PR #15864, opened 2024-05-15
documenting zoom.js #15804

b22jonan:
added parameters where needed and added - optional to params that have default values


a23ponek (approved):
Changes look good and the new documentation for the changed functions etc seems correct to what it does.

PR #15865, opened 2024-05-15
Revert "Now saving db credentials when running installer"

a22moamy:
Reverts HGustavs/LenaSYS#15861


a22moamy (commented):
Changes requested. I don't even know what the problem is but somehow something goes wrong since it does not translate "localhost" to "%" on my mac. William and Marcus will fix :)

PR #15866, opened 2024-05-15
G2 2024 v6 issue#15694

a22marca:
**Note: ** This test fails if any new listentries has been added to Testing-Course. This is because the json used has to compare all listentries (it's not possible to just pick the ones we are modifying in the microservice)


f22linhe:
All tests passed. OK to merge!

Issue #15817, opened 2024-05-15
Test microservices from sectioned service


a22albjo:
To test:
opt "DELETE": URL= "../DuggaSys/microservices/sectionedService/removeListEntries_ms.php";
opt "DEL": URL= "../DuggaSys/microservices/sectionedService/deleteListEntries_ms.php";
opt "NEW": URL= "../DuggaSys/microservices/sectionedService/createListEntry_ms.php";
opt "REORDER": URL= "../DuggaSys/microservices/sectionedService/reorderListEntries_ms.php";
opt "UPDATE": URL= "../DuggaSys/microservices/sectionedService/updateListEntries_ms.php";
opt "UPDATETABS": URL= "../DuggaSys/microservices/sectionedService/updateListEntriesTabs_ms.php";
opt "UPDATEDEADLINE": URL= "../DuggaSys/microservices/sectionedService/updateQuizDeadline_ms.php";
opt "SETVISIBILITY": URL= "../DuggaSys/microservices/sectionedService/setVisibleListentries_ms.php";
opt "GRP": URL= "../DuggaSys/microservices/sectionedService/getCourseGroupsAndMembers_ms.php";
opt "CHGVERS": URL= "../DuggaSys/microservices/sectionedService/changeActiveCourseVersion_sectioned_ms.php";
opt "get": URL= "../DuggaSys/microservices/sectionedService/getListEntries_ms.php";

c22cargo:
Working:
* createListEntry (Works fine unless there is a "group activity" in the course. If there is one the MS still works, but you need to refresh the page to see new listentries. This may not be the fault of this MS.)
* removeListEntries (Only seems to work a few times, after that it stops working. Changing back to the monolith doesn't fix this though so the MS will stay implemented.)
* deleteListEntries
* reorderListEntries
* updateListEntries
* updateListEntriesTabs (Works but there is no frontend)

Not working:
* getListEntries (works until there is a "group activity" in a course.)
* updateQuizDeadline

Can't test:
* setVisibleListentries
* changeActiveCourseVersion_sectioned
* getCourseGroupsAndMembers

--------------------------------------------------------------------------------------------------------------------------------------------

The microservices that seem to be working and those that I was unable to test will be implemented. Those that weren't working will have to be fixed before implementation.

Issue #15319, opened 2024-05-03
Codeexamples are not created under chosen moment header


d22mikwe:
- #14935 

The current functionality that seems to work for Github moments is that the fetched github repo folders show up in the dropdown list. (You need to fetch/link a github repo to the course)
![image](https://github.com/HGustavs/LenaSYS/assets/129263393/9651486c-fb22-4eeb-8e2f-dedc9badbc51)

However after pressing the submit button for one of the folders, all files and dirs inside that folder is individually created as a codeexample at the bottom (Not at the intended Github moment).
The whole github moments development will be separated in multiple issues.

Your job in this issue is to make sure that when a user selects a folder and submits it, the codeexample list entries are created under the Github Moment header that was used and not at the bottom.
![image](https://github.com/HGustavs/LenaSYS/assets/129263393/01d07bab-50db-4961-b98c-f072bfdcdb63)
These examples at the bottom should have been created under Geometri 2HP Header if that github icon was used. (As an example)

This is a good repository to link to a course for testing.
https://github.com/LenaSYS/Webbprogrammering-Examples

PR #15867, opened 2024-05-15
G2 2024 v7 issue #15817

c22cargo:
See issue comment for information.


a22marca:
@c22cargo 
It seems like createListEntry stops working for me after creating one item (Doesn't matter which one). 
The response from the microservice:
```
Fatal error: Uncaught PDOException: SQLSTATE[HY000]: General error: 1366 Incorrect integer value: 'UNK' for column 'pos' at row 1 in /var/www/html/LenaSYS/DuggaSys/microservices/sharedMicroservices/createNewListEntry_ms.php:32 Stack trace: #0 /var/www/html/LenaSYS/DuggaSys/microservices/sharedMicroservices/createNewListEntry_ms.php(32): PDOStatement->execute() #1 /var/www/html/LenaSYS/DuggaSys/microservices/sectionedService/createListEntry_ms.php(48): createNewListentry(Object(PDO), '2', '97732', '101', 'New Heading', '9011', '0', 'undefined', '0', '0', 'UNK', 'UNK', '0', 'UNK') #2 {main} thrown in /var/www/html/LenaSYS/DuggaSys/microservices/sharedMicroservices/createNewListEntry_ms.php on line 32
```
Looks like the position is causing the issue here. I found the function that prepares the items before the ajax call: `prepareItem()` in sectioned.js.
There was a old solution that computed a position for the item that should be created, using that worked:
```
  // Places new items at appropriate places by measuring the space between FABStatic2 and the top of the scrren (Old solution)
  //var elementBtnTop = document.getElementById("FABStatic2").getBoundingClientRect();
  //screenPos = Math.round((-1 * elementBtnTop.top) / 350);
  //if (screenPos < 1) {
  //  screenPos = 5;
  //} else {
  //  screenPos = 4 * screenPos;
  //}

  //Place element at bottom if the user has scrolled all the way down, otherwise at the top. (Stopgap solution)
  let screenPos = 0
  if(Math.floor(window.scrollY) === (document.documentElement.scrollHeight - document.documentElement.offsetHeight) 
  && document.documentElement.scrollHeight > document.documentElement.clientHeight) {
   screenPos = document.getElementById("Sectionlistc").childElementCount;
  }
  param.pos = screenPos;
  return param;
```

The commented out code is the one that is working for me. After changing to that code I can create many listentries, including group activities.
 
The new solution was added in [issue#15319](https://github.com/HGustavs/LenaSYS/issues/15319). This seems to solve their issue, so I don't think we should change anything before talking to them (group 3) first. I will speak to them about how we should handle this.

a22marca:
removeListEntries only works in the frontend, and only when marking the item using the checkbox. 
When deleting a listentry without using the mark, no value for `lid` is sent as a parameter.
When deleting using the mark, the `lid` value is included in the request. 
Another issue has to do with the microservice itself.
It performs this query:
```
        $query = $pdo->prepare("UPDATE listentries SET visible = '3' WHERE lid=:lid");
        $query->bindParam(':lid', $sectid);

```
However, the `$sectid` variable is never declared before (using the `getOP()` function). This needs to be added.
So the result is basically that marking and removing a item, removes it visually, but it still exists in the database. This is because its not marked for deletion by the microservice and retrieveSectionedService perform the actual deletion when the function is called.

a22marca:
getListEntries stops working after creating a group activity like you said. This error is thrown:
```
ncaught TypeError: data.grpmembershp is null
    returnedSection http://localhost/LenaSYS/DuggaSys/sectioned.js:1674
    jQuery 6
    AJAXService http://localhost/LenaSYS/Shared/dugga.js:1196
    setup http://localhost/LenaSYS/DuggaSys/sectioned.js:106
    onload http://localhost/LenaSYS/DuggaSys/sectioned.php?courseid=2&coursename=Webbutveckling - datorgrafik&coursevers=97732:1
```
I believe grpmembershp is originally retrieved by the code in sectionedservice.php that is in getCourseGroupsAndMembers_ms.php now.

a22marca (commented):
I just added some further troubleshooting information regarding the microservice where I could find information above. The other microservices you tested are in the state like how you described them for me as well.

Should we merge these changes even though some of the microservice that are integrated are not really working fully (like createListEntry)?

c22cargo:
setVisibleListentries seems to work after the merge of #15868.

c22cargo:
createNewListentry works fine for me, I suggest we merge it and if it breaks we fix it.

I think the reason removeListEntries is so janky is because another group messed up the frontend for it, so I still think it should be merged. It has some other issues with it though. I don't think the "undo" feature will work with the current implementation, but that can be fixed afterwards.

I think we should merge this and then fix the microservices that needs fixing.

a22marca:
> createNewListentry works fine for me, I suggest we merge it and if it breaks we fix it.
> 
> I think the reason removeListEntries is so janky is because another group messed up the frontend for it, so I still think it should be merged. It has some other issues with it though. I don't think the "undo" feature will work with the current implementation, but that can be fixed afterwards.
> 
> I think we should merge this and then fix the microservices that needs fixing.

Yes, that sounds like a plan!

** EXERCISE AIM **
Write out every line of the preceding listing that contains "scrollHeight".

** TASK RESULT **
  if(Math.floor(window.scrollY) === (document.documentElement.scrollHeight - document.documentElement.offsetHeight) 
  && document.documentElement.scrollHeight > document.documentElement.clientHeight) {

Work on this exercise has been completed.